Flinders took friendship seriously in a way our hollow, hyper-sexualised age cannot fathom. He wrote effusively to multiple friends. He was devoted to his wife Ann, their long separations (par for the course for married navy men) marked by tender letters. None of this requires the ABC’s grubby modern lens.
But the state broadcaster cannot help itself. Despite Simmonds’ evidence, the journalist still resorts to the trite nudge and wink:
“we probably will never know the true nature of these naval men’s relationships”.
Matthew Flinders was a giant of Australian history. Navigator, cartographer and explorer. The man who first circumnavigated the continent and gave it the name Australia. Imprisoned for years by the French, he still produced maps and writings that shaped the nation. His A Voyage to Terra Australis remains a foundational text. That the ABC feels compelled to slander his name with grotesque, evidence-free insinuations tells you everything about their institutional sickness.
This is what taxpayer money buys at Ultimo: not journalism, but the relentless sexualisation of history to fit a squalid modern ideology that cannot conceive of male friendship, loyalty or honour without dragging it into the gutter. Friendship, once a noble bond celebrated across civilisations, is now reduced to fodder for sniggering podcasts and drive-by character assassinations.

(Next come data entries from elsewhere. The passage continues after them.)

PR #27433, opened 2025-11-25
Fix `EXPLAIN (TYPE IO)` failure when constraint contains type which cannot be cast to `varchar`

hqbhoho:
## Description
Avoid exception if constraint contain type which can't cast to varchar

## Release notes

```markdown
## General
* Fix `EXPLAIN (TYPE IO)` failure when query constraint contains type which cannot be cast to `varchar`. ({issue}`27433 `)
```


Praveen2112:
Can we add some test case to this changes

core/trino-main/src/main/java/io/trino/sql/planner/planprinter/IoPlanPrinter.java
```diff
@@ -783,7 +783,7 @@ private FormattedDomain parseDomain(Domain domain)
                                     .collect(toImmutableSet())),
                     discreteValues -> formattedRanges.addAll(
                             discreteValues.getValues().stream()
-                                    .map(value -> valuePrinter.castToVarcharOrFail(type, value))
```
Praveen2112, line 786: Now this `castToVarcharOrFail` is potentially unused right ? Can we remove that method or make it private ?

Flinders embodied an age that valued deep, non-sexual, devotion between men. We have replaced it with an age that sees Eros everywhere and virtue nowhere. The ABC’s pathetic performance is not scholarship: it is cultural vandalism, funded by the very people whose history they traduce.
It is just as well, to borrow the name of the podcast in question, that The Dead Can’t Sue. Otherwise, the prurient ABC journalist might well find herself in court, facing a furious Flinders.